With this information, we can utilize the OpenCV library to plot and arrow downwards of the slot we should place our piece:

image = cv2.imread("image2.png")
copy = image.copy()

end_point = (int(column_values[best_col][0]), int((column_values[best_col][1])-(column_values[best_col][2])/2))
start_point = (int(end_point[0]), int(end_point[1])-75)
color = (150,255,150)

thickness = 10
image = cv2.arrowedLine(image, start_point, end_point, color, thickness)
sv.plot_image(image,(12,12))

Our code returns:

The next best move for us will be the 4th column from the left. Therefore, no matter where the opponent (red) moves on their next turn, we can win the game.

Conclusion

The integration of computer vision into Connect 4 is not just about stepping up the competition; it's about reshaping our entire approach to the game.
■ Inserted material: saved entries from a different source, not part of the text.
Issue #2517, opened 2020-04-11
Debian cleared (removed) all modules! ZeroNet broken by Debian! Python 3.8


ghost:
After apt update && apt update && apt autoremove --purge on Debian removed all requirements! I have that feeling that is related to Python 3.8... 

@imachug @HelloZeroNet @filips123 

- Starting ZeroNet...
[09:26:06] PluginManager Plugin Bigfile load error: ModuleNotFoundError: No module named 'merkletools' in PluginManager.py line 138 > Bigfile/__init__.py line 1 > Bigfile/BigfilePlugin.py line 20
[09:26:06] PluginManager Plugin CryptMessage load error: ModuleNotFoundError: No module named 'base58' in PluginManager.py line 138 > CryptMessage/__init__.py line 1 > CryptMessage/CryptMessagePlugin.py line 7 > CryptBitcoin.py line 12 > __init__.py line 4 > 1 > aes.py line 4 > __init__.py line 2 > ecc.py line 4 > _ecc.py line 4
[09:26:06] - Version: 0.7.1 r4473, **Python 3.8.2** (default, Apr  1 2020, 15:52:55) 
[GCC 9.3.0], Gevent: 1.4.0
[09:26:06] - Unhandled exception: No module named 'base58'
Traceback (most recent call last):
  File "zeronet.py", line 17, in main
    main.start()
  File "/opt/zeronet/src/main.py", line 602, in start
    actions.call(config.action, action_kwargs)
  File "/opt/zeronet/src/main.py", line 133, in call
    back = func(**kwargs)
  File "/opt/zeronet/src/main.py", line 141, in main
    from Ui import UiServer
  File "/opt/zeronet/src/Ui/__init__.py", line 1, in <module>
    from .UiServer import UiServer
  File "/opt/zeronet/src/Ui/UiServer.py", line 10, in <module>
    from .UiRequest import UiRequest
  File "/opt/zeronet/src/Ui/UiRequest.py", line 14, in <module>
    from User import UserManager
  File "/opt/zeronet/src/User/__init__.py", line 1, in <module>
    from .User import User
  File "/opt/zeronet/src/User/User.py", line 9, in <module>
    from Crypt import CryptBitcoin
  File "/opt/zeronet/src/Crypt/CryptBitcoin.py", line 12, in <module>
    from lib import sslcrypto
  File "/opt/zeronet/src/lib/sslcrypto/__init__.py", line 4, in <module>
[...]

PR #2518, opened 2020-04-11
Update requirements.txt

ghost:
https://github.com/HelloZeroNet/ZeroNet/issues/2517

### DIFF
--- a/requirements.txt
+++ b/requirements.txt
@@ -1,4 +1,4 @@
-gevent>=1.2.2
+gevent>=1.4.0
 msgpack>=0.4.4
 base58
 merkletools
--- a/requirements.txt
+++ b/requirements.txt
@@ -1,5 +1,5 @@
 gevent>=1.2.2
-gevent==1.5.0 ; python_version >= "3.5"
+gevent==1.5.0; python_version >= "3.5"
 msgpack>=0.4.4
 base58
 merkletools
--- a/requirements.txt
+++ b/requirements.txt
@@ -1,5 +1,4 @@
-gevent>=1.4.0; python_version < "3.8"
-gevent>=1.5.0; python_version >= "3.8"
+gevent>=1.5.0
 msgpack>=0.4.4
 base58
 merkletools
--- a/requirements.txt
+++ b/requirements.txt
@@ -1,4 +1,5 @@
-gevent>=1.5.0
+gevent>=1.2.2
+gevent>=1.5.0 ; python_version >= "3.5"
 msgpack>=0.4.4
 base58
 merkletools
--- a/requirements.txt
+++ b/requirements.txt
@@ -1,5 +1,4 @@
 gevent>=1.2.2
-gevent==1.5.0; python_version >= "3.5"
 msgpack>=0.4.4
 base58
 merkletools
--- a/requirements.txt
+++ b/requirements.txt
@@ -1,5 +1,5 @@
-gevent>=1.1.0; python_version < "3.8"
-gevent>=1.5.0a2; python_version >= "3.8"
+gevent>=1.4.0; python_version < "3.8"
+gevent>=1.5.0; python_version >= "3.8"
 msgpack>=0.4.4
 base58
 merkletools
--- a/requirements.txt
+++ b/requirements.txt
@@ -1,5 +1,5 @@
 gevent>=1.2.2
-gevent>=1.5.0 ; python_version >= "3.5"
+gevent==1.5.0 ; python_version >= "3.5"
 msgpack>=0.4.4
 base58
 merkletools


ghost:
@filips123 was fast so he added a pre-release to requirements.txt. The stable version uploaded yesterday, see: https://pypi.org/project/gevent/1.5.0/#history

I also changed from 1.1.0 to 1.4.0 but be honest "gevent 1.5 runs on Python 2.7.9 and up, and Python 3.5, 3.6, 3.7 and 3.8" so this line going to be removed as well.

ghost:
@filips123 opened fast another pull request when he seen my one: https://github.com/HelloZeroNet/ZeroNet/pull/2519 My pull request should be merged for obvious reasons.

filips123:
I created this PR before I saw yours (although your was first). But yes, yours can be merged if you want.

ghost:
@filips123 yes I want this to be merged, can you close your pull request? Thank you very much!

filips123:
Gevent 1.5 does not support Python 3.4 but ZeroNet does.

ghost:
@filips123 
> Gevent 1.5 does not support Python 3.4 but ZeroNet does.

https://pypi.org/project/gevent/1.5.0/#supprted-platforms well, maybe its is the time to drop support for 3.4. Don't you think @imachug? 

requirements.txt should only include gevent 1.5.0 because according to gevent maintainer older versions are not supported. 

> Users of older versions of Python 2 or Python 3 may install an older version of gevent. **Note that these versions are generally not supported.**

If someone running on older versions of python than that person should install the correct version of gevent which is **in most cases is version 1.5.0**. Since **Gevent 1.5.0 supports all version from 2.7.9 to up**, except 3.4 (:confused: strange) we should just drop support for that version.

ultramassiveblackhole:
Ping-pong @HelloZeroNet

filips123:
> well, maybe its is the time to drop support for 3.4. 

Time to drop 3.4 support was already few years ago...

> Since Gevent 1.5.0 supports all version from 2.7.9 to up, except 3.4

It support Python 2.7+, except 3.0, 3.1, 3.2 and 3.3. Basically Python 2.7 and 3.5+.

ghost:
@filips123 
> It support Python 2.7+, except 3.0, 3.1, 3.2 and 3.3. Basically Python 2.7 and 3.5+.

It support Python 2.7+, except 3.0, 3.1, 3.2, 3.3 **and 3.4**. Basically Python 2.7 and 3.5+. :+1: 

So what now? You @filips123 run 3.8 and I guess @imachug 3.7 which is 3.5+, I think most people have at least python version 3.5. 

Again, older versions of gevent are not supported! Why would someone who has Python 3.7 want to install gevent 1.1.0? Makes no sense. 

I recommend to merge this and if anyone have Python 3.4 probably we will see it when opening an issue about it and than we can link this conversation. I don't think that anyone from here running Python 3.4, probably not even 2.7. My guess is that in 2020 at least Python version 3.6 is installed for most.

purplesyringa:
> https://pypi.org/project/gevent/1.5.0/#supported-platforms well, maybe its is the time to drop support for 3.4. Don't you think @imachug?

I don't think so. Python 3.4 is still the latest available version on some devices. We've dropped Python 2 support just around a year ago, it's not the right time to drop 3.4 yet.

ghost:
> > https://pypi.org/project/gevent/1.5.0/#supported-platforms well, maybe its is the time to drop support for 3.4. Don't you think @imachug?
> 
> I don't think so. Python 3.4 is still the latest available version on some devices. We've dropped Python 2 support just around a year ago, it's not the right time to drop 3.4 yet.

https://github.com/HelloZeroNet/ZeroNet/pull/2518#issuecomment-612415864 
Show me @imachug  just one device which uses Python 3.4. :thinking: What device you talk about some robot on Mars? 

Termux on Android for that matter has Python version 3.8.2. 
@styromaniac what version of Python you have?

purplesyringa:
Okay, let me say what I meant another way. Currently, ZeroNet doesn't use any Python 3.5-specific functions or something, so there's no reason to stop Python 3.4 support when the only Python 3.4-related detail is a single line in `requirements.txt`.

ghost:
So,

gevent=1.2.2 ; python_version=="3.3"
gevent=1.3.7 ; python_version=="3.4"
gevent=1.4.0 ; python_version=="3.4.3"
gevent=1.5.0

@filips123

@imachug this is not just one line...

purplesyringa:
> this is not just one line

It used to be a single line before your PR. Anyway, can't we just request `>=1.1.0` for Python 3.4 and below and `>=1.5.0` for Python 3.5 and above?

ghost:
> > this is not just one line
> 
> It used to be a single line before your PR. Anyway, can't we just request `>=1.1.0` for Python 3.4 and below and `>=1.5.0` for Python 3.5 and above?

@imachug 
No because https://pypi.org/project/gevent/1.5.0/#older-versions-of-python clearly shows that 1.1.0 is not good for Python version 3.4.3 for example. We can also separate requirements.txt because again, gevent 1.5.0 supports python version 2.7.9 and 3.5+ but not versions 3.0-3.4.3. 

gevent

in the other hand **1.1.0 is just about 4 years old** release of gevent: https://pypi.org/project/gevent/1.5.0/#history

purplesyringa:
How is it "not good"? It's `>=`, not `=`.

ghost:
> How is it "not good"? It's `>=`, not `=`.

@imachug 
It is just stupid to use a 4 year old version of gevent when there is newer and very specifically stating what version of gevent supports which version of python. You can't just use 1.1.0 for Python version 3.4.3 because it is not supported! 

It is not better to have the correct version of gevent for the correct version of python? Pip would install version 1.1.0 for python 2.7.9 when in reality gevent 1.5.0 supports that! 

It is better to say the correct version even if its takes more lines in requirements.txt

ghost:
@jamadden can you comment on this? :thinking:

purplesyringa:
> It is not better to have the correct version of gevent for the correct version of python? Pip would install version 1.1.0 for python 2.7.9 when in reality gevent 1.5.0 supports that!

Do you know what `>=` means? It installs *any* version greater than or equal to the given one. If a compatible version is already installed, it doesn't do anything; if it's not, it downloads the latest compatible version which is exactly what we want.

ghost:
> > It is not better to have the correct version of gevent for the correct version of python? Pip would install version 1.1.0 for python 2.7.9 when in reality gevent 1.5.0 supports that!
> 
> Do you know what `>=` means? It installs _any_ version greater than or equal to the given one. If a compatible version is already installed, it doesn't do anything; if it's not, it downloads the latest compatible version which is exactly what we want. 

> gevent 1.3 runs on Python 2.7 and Python 3. Releases 3.4, 3.5 and 3.6 of Python 3 are supported. (Users of older versions of Python 2 need to install gevent 1.0.x (2.5), 1.1.x (2.6) or 1.2.x (<=2.7.8); gevent 1.2 can be installed on Python 3.3.) 

Something like this would be better @imachug :

gevent==1.2.2; python_version<=2.7.8
gevent==1.4.0; python_version>=3.3;<3.5
gevent=1.5.0

or 

gevent>=1.2.2
gevent==1.5.0; python_version=2.7.9;>3.5 :thinking: 

@filips123 any comment? 


**gevent>=1.2.2
gevent==1.5.0 ; python_version == '2.7.9' or python_version >= '3.5'** :+1:

purplesyringa:
> `python_version == '2.7.9'`

We don't support Python 2 anymore so this part is useless.

ultramassiveblackhole:
> > `python_version == '2.7.9'`
> 
> We don't support Python 2 anymore so this part is useless.

gevent>=1.2.2
gevent==1.5.0 ; python_version >= "3.5" 

is good @imachug?

ghost:
@imachug in Travis all failed above Python 3.5 :confused:

purplesyringa:
I see

ghost:
What the hell? :confused:

ghost:
gevent>=1.4.0 :+1: Problem solved, 1.4.0 also pretty fresh, at least is not 4 years old and @imachug just reminded me that ZeroNet not supporting python 2.x anymore so it would be irresponsible to have 1.1.0 as minimum version for gevent. All checks have passed with  gevent>=1.4.0 :hugs: :partying_face:

HelloZeroNet:
gevent 1.4.0 not supported on Python 3.8 and as far as I know there is no incompatibility issues with earlier versions of gevent, so no reason to require 1.4.0.

I have changed to >=1.5.0 on python 3.8: https://github.com/HelloZeroNet/ZeroNet/commit/f3a839f422afd50f5bf8f17d83a8807571bc1dfe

By allowing machines to see and analyze the board just like a human player, it revolutionizes how we interact with and strategize in the game. 

This technology brings us smarter gameplay, deeper insights, and a fresher way to enjoy an old favorite. As computer vision technology keeps advancing, it's set to transform our Connect 4 experiences into something more interactive and insightful, blending the charm of classic gameplay with the excitement of modern tech.